Vendredi 23 juin, une réunion s'improvise dans la courette du 57-59, avenue Wilson.

« Pas d’expulsion sans relogement. » Accrochée dans la courette intérieure du 57-59 avenue Wilson, la banderole est déjà prête pour la manifestation prévue ce mercredi 28 juin. « Il faut se mobiliser », alpague David, un ressortissant angolais, en croisant un voisin ce vendredi 23 juin dans cette partie commune de l’immeuble manifestement en piteux état, avec ses murs lézardés et ses cages d’escalier rongées par l’humidité. « C’est vrai qu’ils vont nous virer ? », interroge le jeune homme, alors que onze habitants ont été assignés en référé au tribunal d'instance de Saint-Denis le 6 juillet en vue de cette expulsion.

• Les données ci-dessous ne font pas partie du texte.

PR #1453, opened 2024-02-22
Delete crates/dbsp/src/trace/layers/ordered/tests.rs

gz:
The file is unused.


gz:
I guess my IDE was wrong

blp:
> I guess my IDE was wrong

I've had that happen too.

rust-analyzer crashes a lot for me.

PR #1457, opened 2024-02-22
Synchronization bug deleting an output endpoint

ryzhyk:
See commit messages


blp (approved):
This makes sense and even if it didn't, an extra unpark is harmless.

PR #1464, opened 2024-02-25
dbsp: Avoid leaking threads in `test_panic_no_deadlock`.

blp:
Until now, this test left 3 threads blocking in `sleep` in the kernel. This avoids the resource leak.


ryzhyk (approved):
Thanks!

David en a eu confirmation par le président de Plaine Commune en personne, faisant partie de la première délégation d’habitants qui a rencontré Patrick Braouezec, le 16 juin, accompagnée de militants du DAL et du Réseau solidarité logement. Raison invoquée : la dangerosité des lieux. La situation de cette copropriété de 52 logements est « alarmante », justifie Plaine Commune dans un communiqué, identifiant « des risques d’incendie, d’électrocution et d’effondrement ». Estimant encore que « la vie des 111 occupants (93 adultes et 18 enfants) avec ou sans titre d’occupation est en danger », la préfecture a bien été sollicitée, suivant les recommandations d’un expert judiciaire, pour l’évacuation de ce bâtiment, acquis progressivement par Plaine Commune qui souhaite sa démolition.

Si un travail d’accompagnement social a été engagé, la plupart des occupants, sans bail et sans papiers, redoute de se retrouver à la rue. C’est le cas de Diamante, une maman d’origine congolaise qui squatte un appartement avec ses deux bébés de 20 et 3 mois. Une solution qu’elle avait trouvée par défaut alors que le 115 l’avait laissée plusieurs nuits d’affilés sans hébergement. Certains expliquent encore avoir dû verser des loyers exorbitants, à raison de 550 euros pour un studio de 20 m2. « Quand on est sans-papiers, on n’a pas d’autres choix que d’accepter. » « Refusant d’être sortis des lieux sans solution », les habitants et leurs soutiens partiront en manifestation ce mercredi 28 juin à 16h30 pour se rendre depuis la mairie au siège de Plaine Commune où ils doivent être de nouveau reçus à 18h.


Réactions

Ce qui est certain, c'est que, comme toujours à Saint-Denis, les "sans-" vont passer devant tous les autres pour obtenir un appartement y compris devant des personnes qui attendent depuis des années en y ayant droit. Mais Saint-Denis n'est-il pas le paradis des sans droits ?
@horta - affirmation gratuite et sans fondement et vous le savez très bien.